Second pic - the bubble counter. You line from the tank goes into one of the connections, the second connection (one with the 90 degree bend) goes out into your reactor. The liquid inside the bubble counter can be water or specialized bubble counter liquid, which is basically mineral oil. The water will evaporate and require re-filling every 2-3 weeks, the mineral oil will never need re-filling. Your personal choice.

Third pic - can't tell what it is, though might be a diffuser. If it's a diffuser, it will attach to the inside of your tank via a suction cup. You would feed the CO2 line into the diffuser and you would see a bunch of mini bubbles coming from the diffuser. Diffusers should be placed so that the outflow from your filiter will cause the bubbles to spread throughout the tank as much as possible.

Fourth pic - can't make it out.


----------



## Dewmazz (Sep 6, 2005)

Ditto on the fourth pic. It appears to be the semi-auto co2 kit from Drs. Foster & Smith (I bought the kit ~2 weeks ago) minus the timer. Here's the information provided by their website for help and set-up instructions:


Semi-Automatic CO2 System

This system will help your plants grow and flourish by replenishing CO2 levels in your planted freshwater aquarium. CO2 will also help stabilize pH in your aquarium. Therefore, it is crucial to maintain the proper CO2 levels. Factors controlling the pH level in your aquarium include the amount of minerals present in the aquarium water (alkalinity) and the concentration of CO2 (acidity). Excess CO2 levels can lower the pH level dramatically and severely stress your fish. By adding an appropriate amount of CO2 to your aquarium (a level which you must determine by regularly monitoring water parameters), this system helps stabilize your water pH. If you achieve the desired CO2 level but your pH remains high, you can reduce the alkalinity by performing small water changes using mineral-free water that has been purified by reverse osmosis or distillation. 
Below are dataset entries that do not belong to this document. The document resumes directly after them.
PR #271, opened 2023-05-15
London9-Hengameh-Mohammadkhani-Full stack-Assessment

HeniMKH:


client/src/App.css
```diff
@@ -1,3 +1,29 @@
...
+  position: absolute;
+  top:0;
+  width: 500px;
+}
+/* margin-top: 0;
+margin-bottom: 0.5rem;
+font-weight: 500;
+line-height: 1.2; */
+
+App-header {
```
jonnywyatt, line 19: This selector won't have any effect with a `.` at the start of the class name

client/src/App.css
```diff
@@ -1,3 +1,29 @@
 .App {
   text-align: center;
 }
+ 
+  .video-container {
+  display: grid;
+   grid-template-columns: repeat(3, 1fr);
```
jonnywyatt, line 7: Good use of grid!

client/src/App.js
```diff
@@ -1,11 +1,175 @@
...
+    }
+    return null; // Return null for no validation errors
+  };
+
+  const addClickHandler = async () => {
+    if (!title) {
+      alert("Please enter a title");
+      return;
+    }
+    validateUrl(url);
```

Please note: Because light is integral to photosynthesis and the creation of oxygen, your plants will stop using CO2 when aquarium lights turn off. Instead, they will start producing CO2. To avoid harmful CO2 overdose and harmful drop in pH levels, do not add CO2 to your aquarium when aquarium lights are off. 

System components: 

CO2 regulator with solenoid 
CO2 glass diffuser 
20 feet of flexible silicone CO2 tubing 
Bubble counter w/built-in check valve 
Timer

Additional tools/supplies you'll need: 

CO2 tank and plastic washer 
Adjustable wrench 
Scissors 
Tape measure 
Test kit 
Light timer (if your aquarium light cycle isn't already controlled by a timer)
If you need assistance with system assembly or use, please feel free to contact our Aquatic Technicians at 1-800-443-1160. 

Directions: 

Putting your system together: 

Obtain a 5 lb. CO2 bottle from a local vendor such as a welding supply company. You can also contact your local fire station for information on obtaining a CO2 bottle. Before tightening the CO2 pressure regulator onto your CO2 bottle, install a plastic washer to help ensure a leakproof connection. Connect the pressure regulator and bottle as tightly as possible to avoid a sudden (and potentially startling) disconnection. 
Adjust the needle valve to the "off" position. 
Carefully open the bubble counter and fill 1/3 of the counter tube with fresh water, making sure that the open end of the rigid tubing inside the larger tube is submerged. Be sure the bubble counter o-ring and the top of the large counter tube stay dry when you replace the top on the bubble counter. Otherwise, the counter will not be CO2 tight. 
Use the bubble counter mounting bracket to attach the bubble counter to the side of aquarium or a wall near the aquarium for easy visibility. 
Cut a length of tubing to connect the CO2 needle valve and the bubble counter. Measure the distance between them to determine the correct length (add a few inches to your measurement to ensure a proper fit and connection). 
To connect the silicone tubing to the output of the CO2 needle valve, remove the compression nut, insert tubing through the nut and onto the output nipple, then tighten the compression nut back onto the output to lock it in place. Next, attach the other end of the silicone tubing to the input side of bubble counter (the shorter of the two nozzles on the bubble counter - the one with rigid tubing extending into the counter). 
You will now need another length of flexible tubing to connect the bubble counter and the CO2 diffuser. Do not cut tubing until you've selected the ideal location for the diffuser in your aquarium. Please note: The glass diffuser is VERY FRAGILE, and must be handled with great care. 
Place the diffuser in a location in your aquarium with moderate water flow. Try to keep the diffuser low in your aquarium to maximize CO2 saturation. 
Once you've selected the right spot for your diffuser, cut a length of tubing accordingly. Then, attach the one end of the tubing to the output side of bubble counter (output also includes the check valve), and the other end to the glass CO2 diffuser.
Setting your system timer: 

Please note: If your aquarium lights aren't already on a timer, we recommend adding one so your light cycle and CO2 system cycle occur simultaneously. 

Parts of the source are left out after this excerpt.